The California Supreme Court ruled in favor of the hospital and sent the case back to the district court, which led to this current opinion.

“Upon reconsideration we conclude the IWC order is valid and affirm,” the court states.

The re-examination came as one hospital rule lets employees who work more than 10 hours, including more than 12 hours, waive one of their meal periods. The plaintiffs said they did “occasionally” work more than 12 hours and signed the waiver and thus were not given the second meal. But the plaintiffs alleged the hospital was not allowed to even have offered the waiver under the labor code laws.

The hospital offered a defense: “Plaintiffs’ claim for an alleged failure to provide meal periods fails because defendant utilized valid meal period waivers,” and moved for summary judgment.

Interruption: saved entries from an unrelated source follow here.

PR #3314, opened 2024-06-15
[ fix ] auto search returns no solution instead of ambiguous solution #3313

### LINKED ISSUE #3313: Inconsistent error message when finding more than one implementation of an interface
# Context
When more than one implementation of an interface is found, Idris (correctly) generates an error notifying the problem. The error message includes an explanation of the issue.

For example:
```idris
data Expr : Type -> Type where
    Add : (Num n) => n -> n -> Expr n

eval : (Num n) => Expr n -> n
eval (Add x y) = x + y
--               ^^^^^
--               Error marked here
```
The generated error is:
```
While processing right hand side of eval. Multiple solutions found in search of:
    Num n

Possible correct results:
    conArg (implicitly bound at <location>)
    conArg (implicitly bound at <location>)
```

# Problem
However, when more than one implementation is _indirectly_ found (i.e. by interface extension), the error message is inconsistent and can be misleading.

# Steps to Reproduce
The following is the same code as before, but replacing `Num` with `Integral`.
Note that the applied function (`+`) is declared in the `Num` interface, and `Integral` extends `Num`.
```idris
data Expr : Type -> Type where
    Add : (Integral n) => n -> n -> Expr n

eval : (Integral n) => Expr n -> n
eval (Add x y) = x + y
--               ^^^^^
--               Error marked here
```

# Expected Behavior
The generated error should explain that more than one instance of `Num` was found:
```
While processing right hand side of eval. Multiple solutions found in search of:
    Num n

Possible correct results:
    ...
```
Knowing the search paths that were used to find the implementations could also be useful.

# Observed Behavior
The error message says that it couldn't find an implementation for `Num`: 
```
While processing right hand side of eval. Can't find an implementation for Num n.
```
This is not only inconsistent with the first error but can also be misleading because it's equivalent to the error that's generated when _no_ implementation of `Num` could be found, e.g.:
```idris
data Expr : Type -> Type where
    Add : n -> n -> Expr n

eval : Expr n -> n
eval (Add x y) = x + y
--               ^^^^^
-- While processing right hand side of eval.
-- Can't find an implementation for Num n.
```

dunhamsteve:
# Description

This fixes #3313, where auto search reports no solution instead of an ambiguous solution. 

The root cause it that the `AmbiguousSearch` error is caught and then re-emitted as `CantSolveGoal`.

Prior to this change the code:
```idris
data Expr : Type -> Type where
    Add : (Integral n) => n -> n -> Expr n

eval : (Integral n) => Expr n -> n
eval (Add x y) = x + y
```
reports
```
1/1: Building src.Issue3313 (src/Issue3313.idr)
Error: While processing right hand side of eval. Can't find an implementation for Num n.

src.Issue3313:5:18--5:23
 1 | data Expr : Type -> Type where
 2 |     Add : (Integral n) => n -> n -> Expr n
 3 | 
 4 | eval : (Integral n) => Expr n -> n
 5 | eval (Add x y) = x + y
                      ^^^^^
```
and after the change it reports
```
1/1: Building Issue3313 (src/Issue3313.idr)
Error: While processing right hand side of eval. Multiple solutions found in search of:
    Integral n

Issue3313:5:18--5:23
 1 | data Expr : Type -> Type where
 2 |     Add : (Integral n) => n -> n -> Expr n
 3 | 
 4 | eval : (Integral n) => Expr n -> n
 5 | eval (Add x y) = x + y
                      ^^^^^

Possible correct results:
    conArg (implicitly bound at Issue3313:5:1--5:23)
    conArg (implicitly bound at Issue3313:5:1--5:23)
```

### DIFF
--- a/src/Core/AutoSearch.idr
+++ b/src/Core/AutoSearch.idr
@@ -142,6 +142,7 @@ anyOne fc env top [elab]
     = catch elab $
          \case
            err@(CantSolveGoal _ _ _ _ _) => throw err
+           err@(AmbiguousSearch _ _ _ _) => throw err
            _ => throw $ CantSolveGoal fc (gamma !(get Ctxt)) [] top Nothing
 anyOne fc env top (elab :: elabs)
     = tryUnify elab (anyOne fc env top elabs)
--- a/tests/idris2/error/error028/Issue3313.idr
+++ b/tests/idris2/error/error028/Issue3313.idr
@@ -1,0 +1,5 @@
+data Expr : Type -> Type where
+    Add : (Integral n) => n -> n -> Expr n
+
+eval : (Integral n) => Expr n -> n
+eval (Add x y) = x + y
--- a/tests/idris2/error/error028/expected
+++ b/tests/idris2/error/error028/expected
@@ -1,0 +1,15 @@
+1/1: Building Issue3313 (Issue3313.idr)
+Error: While processing right hand side of eval. Multiple solutions found in search of:
+    Integral n
+
+Issue3313:5:18--5:23
+ 1 | data Expr : Type -> Type where
+ 2 |     Add : (Integral n) => n -> n -> Expr n
+ 3 | 
+ 4 | eval : (Integral n) => Expr n -> n
+ 5 | eval (Add x y) = x + y
+                      ^^^^^
+
+Possible correct results:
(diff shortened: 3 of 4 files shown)


gallais:
Ideally we'd want the bounds on these implicitly introduced names to be tighter so that one points to `eval` and one points to `Add`  instead of both pointing to the whole LHS.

The court acknowledged that it “erred” in its first ruling for the plaintiffs because it originally concluded that section 11(D) of Wage Order No. 5, which was adopted on June 30, 2000, and went into effect Oct. 1, 2000, states, “Notwithstanding any other provision of this order, employees in the health care industry who work shifts in excess of eight (8) total hours in a workday may voluntarily waive their right to one of their two meal periods” did not line up with section 512(a) of the Labor Code.

That law was adopted in 1999 and went into effect on Jan 1, 2000, and states, “An employer may not employ an employee for a work period of more than 10 hours per day without providing the employee with a second meal period of not less than 30 minutes, except that if the total hours worked is no more than 12 hours, the second meal period may be waived by mutual consent of the employer and the employee only if the first meal period was not waived.”

It also initially said the IWC did not have the authority to enact 11(D) because it went beyond what was allowed on 512(a).

Still, the court changed its position and states, “However, in reaching this conclusion we failed to account for a subtle but critical distinction in administrative law–the date an agency regulation or order is adopted is not the same as the date it becomes effective.”